JIT learning — pull when stuck

  • sentence-transformers docs — embeddings and cross-encoder rerankers from one library; the semantic-search example is your baseline.
  • Qdrant documentation — a vector DB with painless local mode and good hybrid-search docs (any of Qdrant/pgvector/Chroma is fine; pick one and move).
  • Anthropic — Contextual retrieval — a strong, concrete write-up on why naive chunking loses context and what fixes cost/buy; includes real benchmark deltas (~25 min).
  • Ragas docs — steal metric definitions (faithfulness, context precision/recall) even if you implement scoring with your own template.
  • Eugene Yan — Patterns for building LLM systems — the retrieval and eval sections synthesize the research honestly (~30 min for those sections).

Key ideas

  • RAG = search engine + writer; the writer takes the blame for the search engine's misses.
  • Evaluate retrieval separately from generation; diagnose retrieval first, always.
  • Embeddings compress meaning and lose exact strings; BM25 keeps strings and loses meaning.
  • Hybrid wins because the blind spots are complementary, not because it's fancy.
  • Rerankers read query+candidate together — too slow for the corpus, cheap for the shortlist.
  • Chunks forget their parent document; context must be put back deliberately.
  • Techniques validated on other corpora owe you nothing — measure on yours.

Check yourself

  • Hit-rate@5 is 0.9 but answers are wrong.

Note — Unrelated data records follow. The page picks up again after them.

PR #33, opened 2018-03-17
Add maxout

americast:
Adds a generic form of `maxout`.  ([Link to paper](https://arxiv.org/pdf/1302.4389.pdf)).

It decreases the number of elements in a particular axis of a matrix, by dividing the axis into `n` chunks and comparing the corresponding elements. The maxima are retained. This implementation behaves merely like an activation layer, decreasing the number of elements in an axis by one of its proper divisors.

An alternate implementation of `maxout` may be found at https://github.com/FluxML/Flux.jl/pull/209.

### DIFF
--- a/src/NNlib.jl
+++ b/src/NNlib.jl
@@ -3,7 +3,7 @@ module NNlib
 using Requires
 
 export σ, sigmoid, relu, leakyrelu, elu, swish, selu, softplus, softsign, logσ, logsigmoid,
-  softmax, logsoftmax, maxpool, meanpool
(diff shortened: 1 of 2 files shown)


MikeInnes:
Looks good – however, it looks like this can be a normal function rather than a struct, with appropriate keyword arguments and such. Also, how's GPU compatibility?

ToucheSir:
Since this PR was first opened, NNlib has become more focused on providing reusable functions rather than layer structs. Also, Flux now has a [Maxout layer](https://fluxml.ai/Flux.jl/stable/models/layers/#Flux.Maxout).

PR #36, opened 2018-04-16
Scalar pad and stride for maxpool and meanpool

tejank10:
Scalar pad and stride as suggested in issue [#235](https://github.com/FluxML/Flux.jl/issues/235) for pooling


MikeInnes:
:+1: Thanks!

PR #38, opened 2018-04-19
Use let in @fix #37

### LINKED ISSUE #37: @fix and fused broadcasts
Continued from https://github.com/JuliaGPU/CuArrays.jl/issues/71

The issue
```
> x = CuArray([2.]);
> @fix x.*log.(x)
ERROR: Broadcast output type Any is not concrete
```

Using `CUDAnative.log` explicitly is fine:
```
> x.*CUDAnative.log.(x)
1-element CuArray{Float64,1}:
 1.38629
```

If I expand `@fix` I get
```
> @macroexpand @fix x.*log.(x)
quote 
    ##702 = (NNlib._cufunc)(log, (NNlib.cudata).((x,))...)
    x .* ##702.(x)
end
```
Which evaluates to
```
> f = CUDAnative.log;
> x.*f.(x)
ERROR: Broadcast output type Any is not concrete
```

Where do you look next, and why?
  • Why does a query containing an exact error code embarrass pure vector search?
  • Why can't you just run the cross-encoder over the whole corpus and skip stage one?

Publish

  • The app + repo with the results table and an "anatomy of a failure" section: one query that fails, traced to why (chunking? embedding blind spot? reranker overruled a hit?).
  • Build-log entry with the numbers.

Stretch

  • Add query rewriting (expansion/decomposition) as config #4 — measure it; keep it only if it pays.
  • Swap embedding models (e.g. a small local one vs a hosted one) and show what that alone does to hit-rate — embedding choice is an underrated lever.

Proof

"I've built RAG over a real messy corpus with a 50-question eval set — I can show you hit-rate and MRR moving from baseline through hybrid to reranked, and point to the query level why."